# Dalmatian wannabe



## Davidrob2 (Dec 10, 2012)

Harry confused one of my son's ink pens with a chew toy this morning. He doesn't seem to have ingested any of it and there are no traces of ink around his mouth. However, he has black spots all over his legs. Any suggestions on how to get it out other than letting it grow out. Shampoo isn't working.


----------



## TheZ's (Jun 13, 2011)

Oh dear. Time will surely take care of it but not very soon I'm afraid.
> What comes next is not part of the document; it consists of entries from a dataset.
PR #17426, opened 2026-02-04
Add /seo-analyze skill for content discoverability review

asafashirov:
## Summary

Adds a new `/seo-analyze` Claude Code skill that reviews content for search engine and AI answer engine (AEO) discoverability. The skill is advisory-only -- it presents observations and educational suggestions for the writer to consider, without generating or modifying content.

## What the skill does

- Evaluates content against 10 AEO patterns (quotable definitions, semantic chunking, FAQ sections, citable claims, comparison tables, question coverage, listicle format, E-E-A-T signals, down-funnel specificity, agent-friendly content)
- Produces a scored summary (X/10) with prose observations
- Provides educational recommendations explaining *why* each pattern matters, not just what to change
- Content type-specific guidance for blog posts, docs, what-is pages, and tutorials

## What changed during review

- Renamed from `/seo-enhance` to `/seo-analyze` (analysis, not generation)
- Replaced pass/fail framing with advisory observations
- Removed auto-apply step (recommendations only, writer implements)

Maybe lots of swimming in the chlorinated pool?


----------



## Cody'sMom (Nov 7, 2010)

If it is ball point pen type ink, you could try spraying with hair spray, get the spots soaked, and scrubbing with a wash cloth.


----------



## GoldenCamper (Dec 21, 2009)

Rubbing alcohol might do the trick.


----------



## Davidrob2 (Dec 10, 2012)

TheZ's said:


> Oh dear. Time will surely take care of it but not very soon I'm afraid. Maybe lots of swimming in the chlorinated pool?


Great idea -- if we could get him in the pool!


----------



## sabrinamae12 (Mar 22, 2013)

Plain white vinegar, followed by a vinegar and baking soda paste?


----------